This super convenient one-pot dish is a satisfying and healthy midweek meal option. The humble canned haricot bean makes a velvety and nutritious alternative to a traditional bechamel sauce and doesn’t require any pre-cooking, making it perfect for this speedy one-pot dish. The beans, sweet leeks and earthy spinach increase the fibre content and plant count.
Method
- Heat the butter in a shallow 26cm cast iron casserole dish and fry the leek and thyme for 8 minutes or until soft and sweet. Add the garlic and fry for 2 minutes, then add the mince and fry for 5 minutes or until it starts to colour.
- Pour in the stock and bring to a simmer, then add the spinach in batches, allowing it to wilt down into the sauce each time. Season to taste with salt and pepper. Mix the cornflour with 1 tbsp cold water, then stir it into the sauce.
- Reserve 3-4 lasagne sheets for the top, trimming to size with scissors. Tear the rest in half, then slip each one into the same pan, moving them around with a spoon in between, to make sure they don’t stick together. Lay the reserved sheets on top, pushing them down briefly to flood the top with stock, then simmer gently for 5 minutes.

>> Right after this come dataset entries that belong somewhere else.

PR #105, opened 2019-02-25
Check bot instance on Dispatcher __init__

Olegt0rr:
If user provides wrong data to 'bot' argument, raised exceptions are not clear to fix issue.

### DIFF
--- a/aiogram/dispatcher/dispatcher.py
+++ b/aiogram/dispatcher/dispatcher.py
@@ -35,6 +35,9 @@ class Dispatcher(DataMixin, ContextInstanceMixin):
                  throttling_rate_limit=DEFAULT_RATE_LIMIT, no_throttle_error=False,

- Meanwhile, preheat the grill. Tip the beans into a blender and add 100ml of the bean liquor, the nutmeg and Parmesan. Blend until smooth, then taste and adjust the seasoning with salt and pepper.
- When the lasagne sheets are cooked al dente, spread the bean bechamel evenly over the surface of the lasagne. Tear the mozzarella into small pieces and scatter over the top with a little more grated Parmesan.
- Transfer the dish to the grill and cook for 5 minutes, or until the topping is golden brown and bubbling. Transfer to a heatproof surface and leave to settle while you prepare the salad.
- Cut the top and bottom off the oranges, then slice away the peel. Cut out the orange segments into a salad bowl, then squeeze over any remaining juice from the membrane that’s left behind. Add the garlic and sherry vinegar to the bowl with a pinch of salt and whisk with a fork to combine, then incorporate the olive oil. Toss with the chicory leaves and hazelnuts and serve with the lasagne.
Cooking tip
You can use any canned or jarred white beans to make the bechamel, including cannellini and butterbeans. These bigger bean varieties can be slightly softer, so reduce the amount of bean liquor to 50ml.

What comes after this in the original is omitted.